PR #782, opened 2018-01-16
In Aseba compiler, num and bool values anywhere in expr and conditional statements

ypiguet-epfl:
The goal is to allow to store easily boolean values in variables and to use them in `if`/`when`/`while` without superfluous comparisons, and to give more flexibility in conditions. For example:
```
var a = prox.ground.reflected[0] > threshold
if a then
  ...
end
```
or
```
if (a > 5) ^ (b < 2) then
  ...
end
```
Both would require needlessly convoluted code with the current restrictions.

### DIFF
--- a/compiler/compiler.h
+++ b/compiler/compiler.h
@@ -4,16 +4,16 @@
 		Stephane Magnenat <stephane at magnenat dot net>
 		(http://stephane.magnenat.net)
 		and other contributors, see authors.txt for details
-	
+
 	This program is free software: you can redistribute it and/or modify
 	it under the terms of the GNU Lesser General Public License as published
 	by the Free Software Foundation, version 3 of the License.
-	
+
 	This program is distributed in the hope that it will be useful,
 	but WITHOUT ANY WARRANTY; without even the implied warranty of
 	MERCHANTABILITY or FITNESS FOR A PARTICULAR PURPOSE.  See the
 	GNU Lesser General Public License for more details.
-	
+
 	You should have received a copy of the GNU Lesser General Public License
 	along with this program. If not, see <http://www.gnu.org/licenses/>.
 */
@@ -50,8 +50,8 @@ namespace Aseba
 	struct AssignmentNode;
 	struct TupleVectorNode;
 	struct MemoryVectorNode;
-	
-	//! A bytecode element 
+
+	//! A bytecode element
 	struct BytecodeElement
 	{
 		BytecodeElement() = default;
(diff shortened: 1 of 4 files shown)


stephanemagnenat:
Thanks for writing a PR with your idea, it is interesting.

As we discussed by email, I would be open to add support for boolean types explicitly through type inference, but not implicit casting from boolean to integers or the reverse, as this is a weak typing that is bad for education and a remnant of ancient languages such as C. My understanding of your PR at this stage is that it weakens the type system of AESL to allow implicit casting between booleans and integers. For example, this would allow:
```
var a = prox.ground.reflected[0] > threshold # we have boolean here
var b = 2 # we have integer here
var c = a == b # we compare a boolean and an integer, implicit casting
```
and also allow
```
var a = 0 == 0   # we have boolean here
if a == 0 then   # we interpret it as integer, implicit casting
    ...
end
```
Right?

Also, in your example ``if (a > 5) ^ (b < 2) then`` you are using an integer xor operator between booleans, while in Aseba logical operators between booleans are spelled out `and`, `or`, `not` (we could add `xor` as a convenience if deemed useful).

So I won't merge this PR until there is proper type inference and type checking between the types of variables. This is clearly a much larger work than the changes in this PR, but type safety is a critical concept especially in educational context and I won't compromise on it.

ypiguet-epfl:
Right, my request relaxes current type constraints. I must have misunderstood your email.

How would you write my first code example in a way you'd be ready to explain in an educational context?
As a more complete program for the Thymio, here is something I frequently see:
```
var running = 0
timer.period[0] = 10

onevent button.forward
  running = 1

onevent button.center
  running = 0
  
onevent timer0
  if running == 1 then
    // do some acquisition, computation and motion
  end
```
Same question, how would you write it?

cor3ntin:
How about
```
var running = false
timer.period[0] = 10

onevent button.forward
  running = true

onevent button.center
  running = false
  
onevent timer0
  if running  then
    // do some acquisition, computation and motion
  end
```

ypiguet-epfl:
cor3ntin, I like that, it's clean and doesn't require explanations. That's exactly what I seek. But it's impossible to compile it now, hence this PR. The next one would have been to predefine `false` and `true`.

cor3ntin:
I talked about it with @stephanemagnenat and we both agree that the correct approach is to have a `bool` type and no implicit casting ( or, at the very least, be very clear about what the casting rules are ).
We will work on adding a `bool` type to the language in the coming months, though we cannot promise a date at this time. That will also open the doors to more types in the future.

I understand that you have a need for that feature now, however merging your PR would prevent us from making the changes we want as we wouldn't be able to remain backward compatible.

In the meantime, you can use Aseba from your own branch. I realize it's not optimal.

ypiguet-epfl:
Ok, thanks for your comment.
I don't think there is one correct and many incorrect approaches, just different alternatives which attempt more or less successfully to provide a good balance between contradictory objectives. In a computer, everything is represented as numbers, so I don't think it's a problem to be forced to explain it even to young children. You cannot ask the compiler to catch all errors anyway. Aseba could easily catch more, overflows for instance.
Just by curiosity, would you accept explicit typecasts? Something like `int(2 < 3)` or `bool(1)`?

cor3ntin:
I think that "In a programming language there are types, integers can be used to do maths while Booleans can be true or false" is a better goal than "everything is a number" / "everything is whatever you need it to be", because then people grow up to invent JavaScript and we should avoid that.

There is a difference between statically checking the AST at parsing time and detecting overflows since the later is more of a runtime issue. And while we could do that, what should we do once an overflow is detected ? Beside  letting them happen and crashing the program there isn't much we can do.

I don't see why we couldn't have type conversion either int(), bool() or to_xxx()

ypiguet-epfl:
I won't argue here about the first paragraph, I'll just say I disagree. For runtime errors, out-of-bound array indices and divisions by 0 are already detected and signaled in Aseba Studio.

marvelous:
There is an issue with explicit casts as well, because the value mapping is implicit.
Why write `b = bool(x)` when `b = x != 0` is much more obvious? Bool to int conversion could benefit from an if expression: `speed = if running then 100 else 0`. There's no need to go as terse as C's ternary operator either.

cor3ntin:
@marvelous I actually think `b = x != 0` is probably the better option for teaching.

ypiguet-epfl:
marvelous, it was a rhetorical question. I'm not going to implement `bool()` and hope to have it accepted. But to answer you, we could also decide that false is 0 and true is 1, or -1, and document it.

marvelous:
That was my point. Either it's explicit in the program, or it's implicit and hopefully documented. I'm arguing for explicit.

stephanemagnenat:
I agree with @marvelous and also strongly vote for explicit.

ypiguet-epfl:
What was the question? Who's supposed to do what?
That's leading to nowhere. I'll stop here.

(Activity):
Which lines in the data above hold the string "reflected"? Return each of them.

(Task result):
var a = prox.ground.reflected[0] > threshold
var a = prox.ground.reflected[0] > threshold # we have boolean here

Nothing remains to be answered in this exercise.